## Problem statement
Your answer must hold only the lines below from the line containing "#### Current behavior" through the line containing "#### Expected behavior", each reproduced exactly.

## Information given

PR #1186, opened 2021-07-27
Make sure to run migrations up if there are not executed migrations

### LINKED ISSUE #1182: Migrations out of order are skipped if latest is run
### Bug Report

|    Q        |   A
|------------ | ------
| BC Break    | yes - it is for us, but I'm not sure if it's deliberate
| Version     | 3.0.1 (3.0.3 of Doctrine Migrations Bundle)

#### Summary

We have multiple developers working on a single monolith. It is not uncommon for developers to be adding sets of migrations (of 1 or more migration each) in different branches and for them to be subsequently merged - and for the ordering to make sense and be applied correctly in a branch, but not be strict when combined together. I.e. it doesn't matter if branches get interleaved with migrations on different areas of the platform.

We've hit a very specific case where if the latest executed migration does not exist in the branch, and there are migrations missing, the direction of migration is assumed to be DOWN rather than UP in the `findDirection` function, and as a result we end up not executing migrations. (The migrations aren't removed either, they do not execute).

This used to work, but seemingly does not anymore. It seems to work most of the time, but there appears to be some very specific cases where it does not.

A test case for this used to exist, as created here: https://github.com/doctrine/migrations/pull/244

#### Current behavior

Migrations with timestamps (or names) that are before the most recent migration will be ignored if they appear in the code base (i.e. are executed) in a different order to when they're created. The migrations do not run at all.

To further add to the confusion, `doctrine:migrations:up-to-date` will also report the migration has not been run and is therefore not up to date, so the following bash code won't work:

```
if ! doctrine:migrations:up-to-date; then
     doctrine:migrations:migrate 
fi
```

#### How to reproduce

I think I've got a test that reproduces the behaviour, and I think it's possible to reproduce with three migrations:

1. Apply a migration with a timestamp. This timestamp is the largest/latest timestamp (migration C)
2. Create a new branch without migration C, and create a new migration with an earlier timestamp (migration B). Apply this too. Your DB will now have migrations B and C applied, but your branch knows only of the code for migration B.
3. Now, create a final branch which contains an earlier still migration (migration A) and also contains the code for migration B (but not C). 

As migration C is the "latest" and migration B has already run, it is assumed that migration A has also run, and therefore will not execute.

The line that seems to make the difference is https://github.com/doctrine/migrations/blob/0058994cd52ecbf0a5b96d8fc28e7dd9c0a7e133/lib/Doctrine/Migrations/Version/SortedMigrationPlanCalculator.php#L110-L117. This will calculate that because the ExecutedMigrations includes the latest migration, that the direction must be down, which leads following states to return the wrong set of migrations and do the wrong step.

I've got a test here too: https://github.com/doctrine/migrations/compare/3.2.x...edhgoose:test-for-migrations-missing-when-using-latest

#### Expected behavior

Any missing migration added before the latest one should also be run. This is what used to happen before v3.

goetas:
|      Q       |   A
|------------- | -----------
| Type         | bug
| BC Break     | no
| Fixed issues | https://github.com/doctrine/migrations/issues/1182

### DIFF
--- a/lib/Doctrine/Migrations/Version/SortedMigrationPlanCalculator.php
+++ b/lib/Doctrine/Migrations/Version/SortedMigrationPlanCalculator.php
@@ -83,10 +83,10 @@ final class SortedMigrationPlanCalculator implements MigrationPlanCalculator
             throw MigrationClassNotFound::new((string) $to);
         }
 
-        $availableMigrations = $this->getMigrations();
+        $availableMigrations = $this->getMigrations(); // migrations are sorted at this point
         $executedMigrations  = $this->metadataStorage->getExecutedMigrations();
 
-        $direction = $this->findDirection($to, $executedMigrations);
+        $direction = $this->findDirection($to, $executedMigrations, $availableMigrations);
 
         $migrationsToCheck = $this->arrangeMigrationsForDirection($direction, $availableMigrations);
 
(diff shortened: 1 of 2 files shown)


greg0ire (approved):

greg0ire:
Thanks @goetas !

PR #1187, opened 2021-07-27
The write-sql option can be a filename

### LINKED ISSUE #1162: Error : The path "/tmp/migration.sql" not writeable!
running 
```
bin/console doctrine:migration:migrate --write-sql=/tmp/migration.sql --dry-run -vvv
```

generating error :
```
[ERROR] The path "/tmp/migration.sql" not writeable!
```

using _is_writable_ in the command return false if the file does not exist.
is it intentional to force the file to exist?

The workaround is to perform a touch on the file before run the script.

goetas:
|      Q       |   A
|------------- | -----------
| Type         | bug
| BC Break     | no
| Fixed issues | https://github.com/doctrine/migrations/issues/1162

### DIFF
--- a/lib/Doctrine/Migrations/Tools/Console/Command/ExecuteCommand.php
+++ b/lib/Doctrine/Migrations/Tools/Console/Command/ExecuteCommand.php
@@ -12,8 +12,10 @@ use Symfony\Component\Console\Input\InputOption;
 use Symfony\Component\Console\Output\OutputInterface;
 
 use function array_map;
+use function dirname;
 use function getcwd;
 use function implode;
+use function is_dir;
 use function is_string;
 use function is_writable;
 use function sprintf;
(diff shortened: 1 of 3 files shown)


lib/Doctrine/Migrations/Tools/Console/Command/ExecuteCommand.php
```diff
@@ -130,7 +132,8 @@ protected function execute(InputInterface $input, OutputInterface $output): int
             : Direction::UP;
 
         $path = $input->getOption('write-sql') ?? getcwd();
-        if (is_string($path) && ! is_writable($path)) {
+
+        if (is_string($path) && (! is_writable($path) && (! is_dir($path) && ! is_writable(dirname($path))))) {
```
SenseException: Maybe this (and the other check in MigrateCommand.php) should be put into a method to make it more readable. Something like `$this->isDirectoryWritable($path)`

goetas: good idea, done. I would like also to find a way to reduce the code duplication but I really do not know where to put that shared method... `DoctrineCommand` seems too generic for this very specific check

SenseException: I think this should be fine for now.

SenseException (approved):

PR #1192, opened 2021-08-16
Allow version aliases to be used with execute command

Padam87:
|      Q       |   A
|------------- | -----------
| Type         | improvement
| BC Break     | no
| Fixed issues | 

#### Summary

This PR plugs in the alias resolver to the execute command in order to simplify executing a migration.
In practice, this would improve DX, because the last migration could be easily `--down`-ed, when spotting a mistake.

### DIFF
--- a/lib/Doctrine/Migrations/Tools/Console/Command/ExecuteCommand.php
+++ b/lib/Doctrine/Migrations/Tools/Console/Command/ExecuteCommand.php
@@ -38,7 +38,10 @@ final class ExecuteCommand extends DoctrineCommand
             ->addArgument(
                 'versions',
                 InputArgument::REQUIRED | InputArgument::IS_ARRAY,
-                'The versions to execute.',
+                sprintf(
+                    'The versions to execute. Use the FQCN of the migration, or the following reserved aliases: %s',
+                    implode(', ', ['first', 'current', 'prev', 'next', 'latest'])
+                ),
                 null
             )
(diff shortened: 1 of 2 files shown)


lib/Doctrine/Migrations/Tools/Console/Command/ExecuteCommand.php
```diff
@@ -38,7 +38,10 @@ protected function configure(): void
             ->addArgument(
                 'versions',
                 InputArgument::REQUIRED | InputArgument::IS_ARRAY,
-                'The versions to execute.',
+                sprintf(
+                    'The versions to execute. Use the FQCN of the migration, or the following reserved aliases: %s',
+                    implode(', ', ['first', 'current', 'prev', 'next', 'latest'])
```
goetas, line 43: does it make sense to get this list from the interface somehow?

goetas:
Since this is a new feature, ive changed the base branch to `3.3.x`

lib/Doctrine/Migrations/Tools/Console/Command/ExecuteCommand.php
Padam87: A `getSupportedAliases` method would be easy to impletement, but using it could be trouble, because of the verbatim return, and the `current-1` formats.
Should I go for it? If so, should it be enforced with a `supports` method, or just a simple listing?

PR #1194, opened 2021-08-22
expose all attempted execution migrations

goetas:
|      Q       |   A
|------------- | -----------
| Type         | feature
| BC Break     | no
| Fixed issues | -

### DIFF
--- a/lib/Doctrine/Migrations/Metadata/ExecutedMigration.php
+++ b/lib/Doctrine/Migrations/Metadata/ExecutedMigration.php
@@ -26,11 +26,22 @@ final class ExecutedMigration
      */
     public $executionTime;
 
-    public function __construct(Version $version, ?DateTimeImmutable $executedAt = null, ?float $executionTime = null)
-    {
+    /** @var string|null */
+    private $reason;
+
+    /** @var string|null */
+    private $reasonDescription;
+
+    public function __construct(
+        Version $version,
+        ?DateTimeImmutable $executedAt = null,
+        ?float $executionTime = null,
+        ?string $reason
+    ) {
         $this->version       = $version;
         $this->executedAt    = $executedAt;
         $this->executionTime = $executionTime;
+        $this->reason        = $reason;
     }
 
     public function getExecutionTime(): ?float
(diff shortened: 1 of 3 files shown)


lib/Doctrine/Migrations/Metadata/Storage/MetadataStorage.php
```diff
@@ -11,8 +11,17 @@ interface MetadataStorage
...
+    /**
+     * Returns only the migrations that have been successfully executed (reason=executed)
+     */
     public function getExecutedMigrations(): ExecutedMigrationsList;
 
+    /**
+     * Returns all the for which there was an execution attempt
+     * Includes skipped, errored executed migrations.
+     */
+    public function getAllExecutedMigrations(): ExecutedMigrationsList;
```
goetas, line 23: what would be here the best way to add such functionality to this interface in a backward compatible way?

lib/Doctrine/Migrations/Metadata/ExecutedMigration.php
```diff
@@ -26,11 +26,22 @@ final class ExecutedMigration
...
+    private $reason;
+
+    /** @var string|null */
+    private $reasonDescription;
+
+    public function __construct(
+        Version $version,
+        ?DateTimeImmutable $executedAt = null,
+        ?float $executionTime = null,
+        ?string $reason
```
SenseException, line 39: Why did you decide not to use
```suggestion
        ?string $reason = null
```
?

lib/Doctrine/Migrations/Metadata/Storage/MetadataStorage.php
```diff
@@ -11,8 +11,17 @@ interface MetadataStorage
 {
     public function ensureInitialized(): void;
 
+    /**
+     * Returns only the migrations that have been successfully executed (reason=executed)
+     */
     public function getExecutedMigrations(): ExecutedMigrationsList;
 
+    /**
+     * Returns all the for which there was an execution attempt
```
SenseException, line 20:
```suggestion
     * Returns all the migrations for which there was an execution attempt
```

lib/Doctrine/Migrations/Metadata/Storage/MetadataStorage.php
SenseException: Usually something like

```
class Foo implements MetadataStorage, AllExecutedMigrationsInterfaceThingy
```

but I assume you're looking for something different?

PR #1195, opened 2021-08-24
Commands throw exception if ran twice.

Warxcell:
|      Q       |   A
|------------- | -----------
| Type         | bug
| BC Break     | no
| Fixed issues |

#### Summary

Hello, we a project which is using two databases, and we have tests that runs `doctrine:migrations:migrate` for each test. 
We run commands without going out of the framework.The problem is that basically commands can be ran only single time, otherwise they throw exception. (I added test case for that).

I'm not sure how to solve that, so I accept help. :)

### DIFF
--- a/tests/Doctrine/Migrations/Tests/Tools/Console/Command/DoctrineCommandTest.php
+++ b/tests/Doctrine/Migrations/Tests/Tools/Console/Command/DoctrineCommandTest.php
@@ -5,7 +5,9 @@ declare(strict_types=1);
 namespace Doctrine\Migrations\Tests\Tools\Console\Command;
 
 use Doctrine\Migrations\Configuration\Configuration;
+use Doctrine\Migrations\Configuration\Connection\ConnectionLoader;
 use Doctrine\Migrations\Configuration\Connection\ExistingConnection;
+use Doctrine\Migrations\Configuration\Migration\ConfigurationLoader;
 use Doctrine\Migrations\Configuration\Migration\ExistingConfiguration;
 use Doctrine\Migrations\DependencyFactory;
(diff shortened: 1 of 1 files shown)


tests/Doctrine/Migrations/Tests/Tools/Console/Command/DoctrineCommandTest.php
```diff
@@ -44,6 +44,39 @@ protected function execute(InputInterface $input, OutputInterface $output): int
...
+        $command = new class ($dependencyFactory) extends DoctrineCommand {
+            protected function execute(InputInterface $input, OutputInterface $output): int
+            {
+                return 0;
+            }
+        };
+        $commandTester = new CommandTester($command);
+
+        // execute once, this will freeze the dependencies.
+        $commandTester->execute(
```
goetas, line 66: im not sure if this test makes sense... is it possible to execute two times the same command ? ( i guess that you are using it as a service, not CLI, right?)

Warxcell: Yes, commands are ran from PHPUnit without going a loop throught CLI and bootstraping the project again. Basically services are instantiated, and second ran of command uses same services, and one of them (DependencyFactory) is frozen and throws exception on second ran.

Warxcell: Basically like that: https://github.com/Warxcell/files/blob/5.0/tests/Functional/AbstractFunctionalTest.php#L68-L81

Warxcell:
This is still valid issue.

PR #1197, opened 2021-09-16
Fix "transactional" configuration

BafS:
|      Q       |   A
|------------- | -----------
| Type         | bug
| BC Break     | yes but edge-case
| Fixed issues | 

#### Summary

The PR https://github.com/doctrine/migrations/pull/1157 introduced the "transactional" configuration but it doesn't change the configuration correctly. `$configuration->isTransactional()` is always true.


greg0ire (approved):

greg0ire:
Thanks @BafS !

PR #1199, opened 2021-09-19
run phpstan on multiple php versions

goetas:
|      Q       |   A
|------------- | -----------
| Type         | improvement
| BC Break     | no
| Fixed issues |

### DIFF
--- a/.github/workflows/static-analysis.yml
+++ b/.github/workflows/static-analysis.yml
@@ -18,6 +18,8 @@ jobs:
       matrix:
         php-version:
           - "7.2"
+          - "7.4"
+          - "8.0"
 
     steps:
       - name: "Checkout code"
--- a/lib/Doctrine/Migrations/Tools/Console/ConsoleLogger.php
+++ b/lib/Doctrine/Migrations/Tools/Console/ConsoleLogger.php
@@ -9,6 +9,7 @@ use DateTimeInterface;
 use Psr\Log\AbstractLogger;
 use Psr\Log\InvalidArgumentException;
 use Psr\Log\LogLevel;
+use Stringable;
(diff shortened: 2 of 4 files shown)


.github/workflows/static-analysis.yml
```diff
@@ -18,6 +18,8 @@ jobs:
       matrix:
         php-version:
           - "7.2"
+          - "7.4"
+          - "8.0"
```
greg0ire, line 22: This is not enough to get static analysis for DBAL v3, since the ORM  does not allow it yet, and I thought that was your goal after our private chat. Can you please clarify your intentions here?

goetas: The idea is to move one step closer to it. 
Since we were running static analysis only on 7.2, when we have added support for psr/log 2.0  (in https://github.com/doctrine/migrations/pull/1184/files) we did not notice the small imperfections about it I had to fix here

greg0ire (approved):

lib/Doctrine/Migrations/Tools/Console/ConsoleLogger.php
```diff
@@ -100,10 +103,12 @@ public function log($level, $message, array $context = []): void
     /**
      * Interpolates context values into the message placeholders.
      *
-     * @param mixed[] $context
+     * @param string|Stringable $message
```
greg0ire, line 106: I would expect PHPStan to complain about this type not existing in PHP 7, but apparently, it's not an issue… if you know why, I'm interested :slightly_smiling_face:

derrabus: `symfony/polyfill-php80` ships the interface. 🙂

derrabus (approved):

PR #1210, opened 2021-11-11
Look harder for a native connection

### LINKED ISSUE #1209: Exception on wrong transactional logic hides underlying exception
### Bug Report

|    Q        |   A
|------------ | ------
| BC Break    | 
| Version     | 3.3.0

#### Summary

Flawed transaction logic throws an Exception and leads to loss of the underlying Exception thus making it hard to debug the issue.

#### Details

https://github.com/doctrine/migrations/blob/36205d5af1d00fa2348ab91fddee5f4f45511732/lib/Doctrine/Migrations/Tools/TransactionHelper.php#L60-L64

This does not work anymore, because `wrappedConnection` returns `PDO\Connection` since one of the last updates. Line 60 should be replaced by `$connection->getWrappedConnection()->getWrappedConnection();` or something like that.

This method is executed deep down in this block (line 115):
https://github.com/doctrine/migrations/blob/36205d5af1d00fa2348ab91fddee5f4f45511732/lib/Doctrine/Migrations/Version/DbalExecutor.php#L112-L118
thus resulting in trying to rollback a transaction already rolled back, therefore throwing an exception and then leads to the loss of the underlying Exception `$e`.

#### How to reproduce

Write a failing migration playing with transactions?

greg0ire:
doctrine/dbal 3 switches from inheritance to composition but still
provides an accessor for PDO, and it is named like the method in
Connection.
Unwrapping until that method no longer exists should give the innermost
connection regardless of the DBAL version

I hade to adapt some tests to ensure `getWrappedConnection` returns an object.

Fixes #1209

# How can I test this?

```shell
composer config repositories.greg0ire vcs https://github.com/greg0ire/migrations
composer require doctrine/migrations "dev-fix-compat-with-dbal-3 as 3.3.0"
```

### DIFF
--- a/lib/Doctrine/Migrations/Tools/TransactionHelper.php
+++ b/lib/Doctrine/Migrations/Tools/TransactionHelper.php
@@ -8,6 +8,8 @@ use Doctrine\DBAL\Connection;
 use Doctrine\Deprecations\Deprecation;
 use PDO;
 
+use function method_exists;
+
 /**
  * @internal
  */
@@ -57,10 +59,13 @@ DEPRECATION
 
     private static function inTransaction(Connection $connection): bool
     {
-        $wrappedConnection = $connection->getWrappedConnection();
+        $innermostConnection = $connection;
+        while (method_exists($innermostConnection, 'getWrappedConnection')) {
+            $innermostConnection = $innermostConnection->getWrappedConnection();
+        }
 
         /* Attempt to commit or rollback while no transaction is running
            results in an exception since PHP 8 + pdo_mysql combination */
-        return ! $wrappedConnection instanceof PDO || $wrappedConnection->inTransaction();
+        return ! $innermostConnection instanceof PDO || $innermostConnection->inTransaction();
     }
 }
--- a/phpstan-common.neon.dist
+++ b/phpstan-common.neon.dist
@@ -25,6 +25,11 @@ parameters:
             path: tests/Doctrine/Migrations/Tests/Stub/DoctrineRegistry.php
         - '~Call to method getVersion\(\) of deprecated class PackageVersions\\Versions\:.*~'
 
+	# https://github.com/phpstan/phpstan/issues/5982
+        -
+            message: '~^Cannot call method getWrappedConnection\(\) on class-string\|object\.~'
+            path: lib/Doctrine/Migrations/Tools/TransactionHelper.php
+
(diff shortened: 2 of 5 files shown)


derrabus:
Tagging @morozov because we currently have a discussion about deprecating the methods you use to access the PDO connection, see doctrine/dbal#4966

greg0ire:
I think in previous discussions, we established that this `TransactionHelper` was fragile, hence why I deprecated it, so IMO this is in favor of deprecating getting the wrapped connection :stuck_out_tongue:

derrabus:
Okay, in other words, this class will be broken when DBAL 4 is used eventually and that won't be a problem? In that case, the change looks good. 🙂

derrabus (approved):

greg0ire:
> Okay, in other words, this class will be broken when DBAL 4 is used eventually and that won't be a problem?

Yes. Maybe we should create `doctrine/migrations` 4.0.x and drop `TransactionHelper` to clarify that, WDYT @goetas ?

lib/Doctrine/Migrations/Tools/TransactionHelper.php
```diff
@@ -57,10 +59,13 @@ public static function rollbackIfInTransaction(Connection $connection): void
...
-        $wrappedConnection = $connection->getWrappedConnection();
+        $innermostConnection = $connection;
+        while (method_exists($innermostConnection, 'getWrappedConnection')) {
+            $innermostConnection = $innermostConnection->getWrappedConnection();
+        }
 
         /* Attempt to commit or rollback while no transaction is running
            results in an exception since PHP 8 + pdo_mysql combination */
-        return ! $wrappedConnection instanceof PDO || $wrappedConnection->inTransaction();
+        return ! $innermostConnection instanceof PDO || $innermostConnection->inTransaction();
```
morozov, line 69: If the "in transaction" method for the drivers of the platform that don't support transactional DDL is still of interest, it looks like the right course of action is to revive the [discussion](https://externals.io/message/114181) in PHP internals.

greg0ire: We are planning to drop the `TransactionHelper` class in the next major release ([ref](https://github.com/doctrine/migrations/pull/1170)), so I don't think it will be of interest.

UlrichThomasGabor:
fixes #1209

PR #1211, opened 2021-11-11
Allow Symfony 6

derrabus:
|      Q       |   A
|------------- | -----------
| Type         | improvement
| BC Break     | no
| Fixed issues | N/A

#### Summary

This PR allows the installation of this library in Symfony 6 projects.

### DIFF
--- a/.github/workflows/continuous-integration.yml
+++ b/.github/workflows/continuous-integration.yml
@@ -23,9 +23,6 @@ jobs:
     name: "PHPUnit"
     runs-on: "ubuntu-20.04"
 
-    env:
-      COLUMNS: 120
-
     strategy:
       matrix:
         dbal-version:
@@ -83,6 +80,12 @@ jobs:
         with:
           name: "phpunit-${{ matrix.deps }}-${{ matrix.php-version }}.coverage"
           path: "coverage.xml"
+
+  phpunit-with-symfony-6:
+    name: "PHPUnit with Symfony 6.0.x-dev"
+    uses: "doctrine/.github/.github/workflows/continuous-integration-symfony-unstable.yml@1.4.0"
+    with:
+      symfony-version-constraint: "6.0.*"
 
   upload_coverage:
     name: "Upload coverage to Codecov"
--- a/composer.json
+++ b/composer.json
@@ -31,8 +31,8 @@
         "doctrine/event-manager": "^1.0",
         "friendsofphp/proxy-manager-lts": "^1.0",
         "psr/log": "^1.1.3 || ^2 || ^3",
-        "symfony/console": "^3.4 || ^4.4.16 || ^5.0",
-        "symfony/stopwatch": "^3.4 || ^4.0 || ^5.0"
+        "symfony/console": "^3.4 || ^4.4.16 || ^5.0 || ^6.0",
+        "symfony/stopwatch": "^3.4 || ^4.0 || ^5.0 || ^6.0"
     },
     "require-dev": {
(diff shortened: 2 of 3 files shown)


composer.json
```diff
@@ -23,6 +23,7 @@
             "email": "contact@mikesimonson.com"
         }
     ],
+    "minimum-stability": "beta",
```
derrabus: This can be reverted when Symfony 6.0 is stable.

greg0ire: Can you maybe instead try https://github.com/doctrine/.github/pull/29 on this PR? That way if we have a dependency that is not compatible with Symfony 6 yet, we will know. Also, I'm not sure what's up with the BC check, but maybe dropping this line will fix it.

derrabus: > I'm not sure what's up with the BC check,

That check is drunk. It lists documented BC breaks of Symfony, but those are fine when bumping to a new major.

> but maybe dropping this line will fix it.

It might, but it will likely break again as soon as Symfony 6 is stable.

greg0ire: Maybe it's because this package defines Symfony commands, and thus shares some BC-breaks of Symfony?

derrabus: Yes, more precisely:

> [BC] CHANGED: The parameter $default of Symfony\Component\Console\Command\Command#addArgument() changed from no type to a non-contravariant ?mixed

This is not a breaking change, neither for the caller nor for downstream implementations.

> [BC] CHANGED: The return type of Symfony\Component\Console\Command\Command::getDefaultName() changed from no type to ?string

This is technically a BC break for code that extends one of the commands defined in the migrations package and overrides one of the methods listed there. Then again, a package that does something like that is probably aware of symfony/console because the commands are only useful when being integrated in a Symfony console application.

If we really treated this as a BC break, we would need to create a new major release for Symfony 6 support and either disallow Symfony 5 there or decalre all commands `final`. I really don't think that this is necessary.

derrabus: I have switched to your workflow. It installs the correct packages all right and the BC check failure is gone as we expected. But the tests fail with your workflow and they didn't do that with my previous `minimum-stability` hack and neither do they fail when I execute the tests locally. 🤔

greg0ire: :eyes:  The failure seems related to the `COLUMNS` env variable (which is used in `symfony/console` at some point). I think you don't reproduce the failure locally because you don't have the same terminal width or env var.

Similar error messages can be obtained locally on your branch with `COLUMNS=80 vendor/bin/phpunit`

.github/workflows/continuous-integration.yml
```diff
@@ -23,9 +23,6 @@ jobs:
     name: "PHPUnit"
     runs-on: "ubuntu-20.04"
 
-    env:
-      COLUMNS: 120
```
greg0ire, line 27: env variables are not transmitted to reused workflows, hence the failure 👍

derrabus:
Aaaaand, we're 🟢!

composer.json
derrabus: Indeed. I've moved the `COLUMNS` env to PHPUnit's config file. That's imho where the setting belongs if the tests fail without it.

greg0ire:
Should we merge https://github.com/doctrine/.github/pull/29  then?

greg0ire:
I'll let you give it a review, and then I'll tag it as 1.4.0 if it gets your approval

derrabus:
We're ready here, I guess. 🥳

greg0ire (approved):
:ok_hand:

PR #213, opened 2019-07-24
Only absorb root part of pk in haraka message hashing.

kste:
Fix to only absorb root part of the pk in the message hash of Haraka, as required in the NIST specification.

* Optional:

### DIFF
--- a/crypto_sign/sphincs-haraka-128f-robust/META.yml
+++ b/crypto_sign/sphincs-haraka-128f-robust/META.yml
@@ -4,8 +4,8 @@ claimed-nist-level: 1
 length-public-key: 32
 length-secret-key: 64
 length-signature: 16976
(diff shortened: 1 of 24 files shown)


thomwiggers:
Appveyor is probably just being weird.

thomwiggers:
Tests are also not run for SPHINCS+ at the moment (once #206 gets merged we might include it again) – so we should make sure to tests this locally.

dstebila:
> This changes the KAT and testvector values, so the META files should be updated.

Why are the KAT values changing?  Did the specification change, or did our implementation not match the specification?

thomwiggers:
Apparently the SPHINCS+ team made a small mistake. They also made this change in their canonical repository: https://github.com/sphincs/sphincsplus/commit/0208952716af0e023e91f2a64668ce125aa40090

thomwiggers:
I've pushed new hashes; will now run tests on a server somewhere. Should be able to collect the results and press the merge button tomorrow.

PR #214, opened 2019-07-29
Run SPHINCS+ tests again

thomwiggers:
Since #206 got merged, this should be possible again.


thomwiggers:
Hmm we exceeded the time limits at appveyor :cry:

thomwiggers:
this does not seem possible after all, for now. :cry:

## Task output
#### Current behavior

Migrations with timestamps (or names) that are before the most recent migration will be ignored if they appear in the code base (i.e. are executed) in a different order to when they're created. The migrations do not run at all.

To further add to the confusion, `doctrine:migrations:up-to-date` will also report the migration has not been run and is therefore not up to date, so the following bash code won't work:

```
if ! doctrine:migrations:up-to-date; then
     doctrine:migrations:migrate 
fi
```

#### How to reproduce

I think I've got a test that reproduces the behaviour, and I think it's possible to reproduce with three migrations:

1. Apply a migration with a timestamp. This timestamp is the largest/latest timestamp (migration C)
2. Create a new branch without migration C, and create a new migration with an earlier timestamp (migration B). Apply this too. Your DB will now have migrations B and C applied, but your branch knows only of the code for migration B.
3. Now, create a final branch which contains an earlier still migration (migration A) and also contains the code for migration B (but not C). 

As migration C is the "latest" and migration B has already run, it is assumed that migration A has also run, and therefore will not execute.

The line that seems to make the difference is https://github.com/doctrine/migrations/blob/0058994cd52ecbf0a5b96d8fc28e7dd9c0a7e133/lib/Doctrine/Migrations/Version/SortedMigrationPlanCalculator.php#L110-L117. This will calculate that because the ExecutedMigrations includes the latest migration, that the direction must be down, which leads following states to return the wrong set of migrations and do the wrong step.

I've got a test here too: https://github.com/doctrine/migrations/compare/3.2.x...edhgoose:test-for-migrations-missing-when-using-latest

#### Expected behavior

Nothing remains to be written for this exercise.